We extended our physical model with an instrumental model that describes brightness variations caused by systematic errors in the measurements. This was done in a similar fashion to the analysis presented by Bakos et al. (2010). The HATNet photometry had already been EPD- and TFA-corrected before the global modeling, so we only considered corrections for systematics in the follow-up light curves. We chose the "ELTG" method, i.e., EPD was performed in "local" mode with EPD coefficients defined for each night, and TFA was performed in "global" mode using the same set of stars and TFA coefficients for all nights.

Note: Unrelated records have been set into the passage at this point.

PR #748, opened 2018-07-20
Fix editor examples adding source option

elenatorro:
## Description

We have added an option to select the source type between Dataset and SQL. In this PR the examples have been updated so now they have configured which source type are using.

## Result

editor


elenatorro:
Awesome @Jesus89, thanks ✨

PR #752, opened 2018-07-23
Lazy property decoding

davidmanzanares:
Experimental


davidmanzanares:
After some real-use cases testing, it seems this actually makes things worse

The five EPD parameters were the hour angle (representing a monotonic trend that changes linearly over time), the square of the hour angle (reflecting elevation), and the stellar profile parameters (equivalent to the FWHM, elongation, and position angle of the image). The functional forms of the above effects contained six coefficients, including the auxiliary out-of-transit magnitude of the individual events. The EPD parameters were independent for all five nights, implying 30 additional coefficients in the global fit. For the global TFA analysis we chose 20 template stars that had good quality measurements for all nights and on all frames, implying an additional 20 parameters in the fit. Thus, the total number of fitted parameters was 13 (physical model with 5 configuration-related parameters) + 30 (local EPD) + 20 (global TFA) = 63, i.e., much smaller than the total number of data points (1711).

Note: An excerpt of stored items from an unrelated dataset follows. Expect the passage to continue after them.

Issue #594, opened 2018-06-21
Add an easy way to wait for all layers `loaded` event


davidmanzanares:

davidmanzanares:
I think we could add a `carto.on` function that worked like this:
```
carto.on([layer1, layer2], 'loaded', ()=>{

});
```

elenatorro:
I **love** this! 💖

I would say `carto.on('loaded', [...], () => ...`

davidmanzanares:
Fixed by #755

PR #755, opened 2018-07-23
Add `carto.on` function

davidmanzanares:
Fix for https://github.com/CartoDB/carto-vl/issues/594

### DIFF
--- a/src/apiUtils.js
+++ b/src/apiUtils.js
@@ -1,0 +1,42 @@
+
+/**
+ * Register an event handler for the given event name and for the given list of layers. Valid names are: `loaded`, `updated`.
+ *
+ * The 'loaded' event will be fired when all the layers are loaded (and their 'loaded' events are fired).
+ *
+ * The 'updated' event will be fired whenever one of the layers fired an 'updated event',
+ * but throttled by requestAnimationFrame to return a maximum of one event per frame.
+ *
+ * @param {string} eventName - Supported event
+ * @param {Layer[]} layerList
+ *
+ * @memberof carto
+ * @api
+ */
+export function on (eventName, layerList, callback) {
+    if (eventName === 'loaded') {
+        const waitingGroup = new Set(layerList);
+        layerList.forEach(layer => {
+            layer.on(eventName, () => {
+                waitingGroup.remove(layer);
+                if (waitingGroup.size === 0) {
+                    callback();
+                }
+            });
+        });
+    } else if (eventName === 'updated') {
+        let scheduledRAF = false;
+        layerList.forEach(layer => {
+            layer.on(eventName, () => {
+                if (!scheduledRAF) {
+                    window.requestAnimationFrame(() => {
+                        scheduledRAF = false;
+                        callback();
+                    });
+                }
+            });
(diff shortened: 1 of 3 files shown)


src/apiUtils.js
```diff
@@ -0,0 +1,42 @@
...
+ * The 'updated' event will be fired whenever one of the layers fired an 'updated event',
+ * but throttled by requestAnimationFrame to return a maximum of one event per frame.
+ *
+ * @param {string} eventName - Supported event
+ * @param {Layer[]} layerList
+ *
+ * @memberof carto
+ * @api
+ */
+export function on (eventName, layerList, callback) {
```
elenatorro: The callback is called `n` times, being `n` the layerList length, and it should be called only once.

elenatorro: Should we show an error / warning if the user wants to listen on a layer that is not added to the map?

elenatorro: After talking about this, this is working fine: the 'updated' event is called n times because it is the expected behaviour 👍

elenatorro: Solved: we should not show the error because the layer may be added later.

test/integration/user/test/apiUtils.test.js
```diff
@@ -0,0 +1,81 @@
...
+        });
+    });
+
+    describe('.off', () => {
+        it('should stop firing events', () => {
+            const layerLoaded = jasmine.createSpy('layerLoaded1');
+            layer1.on('loaded', layerLoaded);
+            layer2.on('loaded', layerLoaded);
+            carto.on('loaded', [layer1, layer2], layerLoaded);
+            carto.on('loaded', [layer1, layer2], () => {
```
Jesus89: off?

davidmanzanares: Yes, I forgot about that... the problem I see here is that the test is passed without calling `off`, I'll look into it

src/index.js
```diff
@@ -45,4 +46,4 @@ import { version } from '../package.json';
 
 const source = { Dataset, SQL, GeoJSON, MVT };
 
-export { version, setDefaultAuth, setDefaultConfig, source, expressions, Layer, Viz, Map, Interactivity };
+export { version, on, setDefaultAuth, setDefaultConfig, source, expressions, Layer, Viz, Map, Interactivity };
```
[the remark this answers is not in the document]
davidmanzanares: :+1: Thank you! The test seems broken too :(

davidmanzanares:
I hope to have solved all the issues

src/apiUtils.js
```diff
@@ -0,0 +1,86 @@
...
+        layerList.forEach(layer => {
+            const internalCallback = () => {
+                if (!scheduledRAF) {
+                    window.requestAnimationFrame(() => {
+                        scheduledRAF = false;
+                        callback();
+                    });
+                }
+            };
+            layer.on(eventName, internalCallback);
```
elenatorro: Instead of `layer.on(eventName...` I would say `layer.on('updated'...` to be consisted with the loaded event.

The joint fit was performed as described in Bakos et al. (2010). We minimized χ² in the space of parameters by using a hybrid algorithm, combining the downhill simplex method (AMOEBA; see Press et al. 1992) with a classical least-squares algorithm. Uncertainties for the parameters were derived applying the Markov Chain Monte Carlo method (MCMC; see Ford 2006) using "Hyperplane-CLLS" chains (Bakos et al. 2010). This provided the full a posteriori probability distributions of all adjusted variables. The length of the chains was 10,000 points. The a priori distributions of the parameters for these chains were chosen to be Gaussian, with eigenvalues and eigenvectors derived from the Fisher covariance matrix for the best-fit solution. The Fisher covariance matrix was calculated analytically using the partial derivatives given by Pál (2009a).